What you are asked to do>
Everything from the line containing "doesn't exist there?" to the last line of the data below should be copied word for word, and nothing else.

Input data>
PR #378, opened 2022-02-06
admin2: Remove redundant serial check.

srslyyyy:
[Same as in here.](https://github.com/multitheftauto/mtasa-resources/pull/377)

### DIFF
--- a/[admin]/admin2/server/admin_server.lua
+++ b/[admin]/admin2/server/admin_server.lua
@@ -325,12 +325,7 @@ addEventHandler(
                 end
             elseif (action == "banserial") then
                 mdata = data
-                if (isValidSerial(data)) then
-                    if (not BanSerial(string.upper(data), source)) then
-                        action = nil
-                    end
-                else
-                    outputChatBox("Error - Invalid serial", source, 255, 0, 0)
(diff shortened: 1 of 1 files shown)


ArranTuna:
It stops you entering an invalid length serial how is this redundant?

srslyyyy:
@ArranTuna how it can stop it if the function doesn't exist there?
obraz

Anyways it's my overlook, because this check was present in admin during player join, see mentioned PR.

ArranTuna:
Ok so yeah it's not in admin2 but it's in admin so really shouldn't you have made a PR to add

```
local serialExp = "^" .. string.rep ( "[A-F0-9]", 32 ) .. "$"
function isValidSerial ( serial )
	return serial:match ( serialExp )
end
```

to admin2 instead of removing it from admin and admin2?

srslyyyy:
The whole discussion was about removing it from admin, because it was confirmed that serial check (during player join) was redundant, because MTA AC will take care of it anyway (serial manipulating). I guess it can be added for both admins in separate PRs (feel free to do so). So possibly i might close those two PRs or leave the function at least in (#377) (for serial ban check).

Result>
@ArranTuna how it can stop it if the function doesn't exist there?
obraz

Anyways it's my overlook, because this check was present in admin during player join, see mentioned PR.

ArranTuna:
Ok so yeah it's not in admin2 but it's in admin so really shouldn't you have made a PR to add

```
local serialExp = "^" .. string.rep ( "[A-F0-9]", 32 ) .. "$"
function isValidSerial ( serial )
	return serial:match ( serialExp )
end
```

to admin2 instead of removing it from admin and admin2?

srslyyyy:
The whole discussion was about removing it from admin, because it was confirmed that serial check (during player join) was redundant, because MTA AC will take care of it anyway (serial manipulating). I guess it can be added for both admins in separate PRs (feel free to do so). So possibly i might close those two PRs or leave the function at least in (#377) (for serial ban check).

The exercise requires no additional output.